**ASSIGNED TASK**
Return all the data, word for word.

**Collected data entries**
PR #56, opened 2016-04-09
Add characterization tests

jzohrab:
This PR adds some characterization tests to ACL generation, so we can be sure that changes to the existing code don't break any of the generation routines.  The test data files are the same as the current sample def and policy files in the project root.

This is as large-looking PR, but it is broken down into a few self-contained commits with messages explaining their intent.

Some preparatory work was needed for these tests to be added, those are the 5 commits leading up to the "Add characterization tests" commit:

* 924df32 Improve test error output.
* 65d1862 Ignore warnings printed to stderr during smoke test.
* 9e228e3 Refactor: handle revision tags before output.
* eb4306b Allow suppression of revision info in generated files.  _note: this adds a new cli flag, necessary to simplify the tests_
* 52a3d21 Fix aclgen directory output for tests.

The "Add char. tests" commit is large, as it adds the files for the characterizations.

* 1dcdc80 Add characterization tests.

This last commit is to ensure that the directory structure in the generated files matches the input.  See the commit notes for information, also ref the notes in commit 52a3d21.  There are sanity check test cases for this routine in particular:

* 7f8b506 Generate output dir structure mirroring the input.

I'm happy to discuss this over email or via skype/whatever, as you may be concerned about pulling in a large-looking PR.  I can split it up into smaller PRs as well - I believe each of these commits is self-contained and passes all tests at each point in time, though I may have broken something during the rebase.  At any event, this full PR works and passes all tests (`python -m unittest discover`).

Some possible future work:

**ANSWER BOX**
PR #56, opened 2016-04-09
Add characterization tests

jzohrab:
This PR adds some characterization tests to ACL generation, so we can be sure that changes to the existing code don't break any of the generation routines.  The test data files are the same as the current sample def and policy files in the project root.

This is as large-looking PR, but it is broken down into a few self-contained commits with messages explaining their intent.

Some preparatory work was needed for these tests to be added, those are the 5 commits leading up to the "Add characterization tests" commit:

* 924df32 Improve test error output.
* 65d1862 Ignore warnings printed to stderr during smoke test.
* 9e228e3 Refactor: handle revision tags before output.
* eb4306b Allow suppression of revision info in generated files.  _note: this adds a new cli flag, necessary to simplify the tests_
* 52a3d21 Fix aclgen directory output for tests.

The "Add char. tests" commit is large, as it adds the files for the characterizations.

* 1dcdc80 Add characterization tests.

This last commit is to ensure that the directory structure in the generated files matches the input.  See the commit notes for information, also ref the notes in commit 52a3d21.  There are sanity check test cases for this routine in particular:

* 7f8b506 Generate output dir structure mirroring the input.

I'm happy to discuss this over email or via skype/whatever, as you may be concerned about pulling in a large-looking PR.  I can split it up into smaller PRs as well - I believe each of these commits is self-contained and passes all tests at each point in time, though I may have broken something during the rebase.  At any event, this full PR works and passes all tests (`python -m unittest discover`).

Some possible future work:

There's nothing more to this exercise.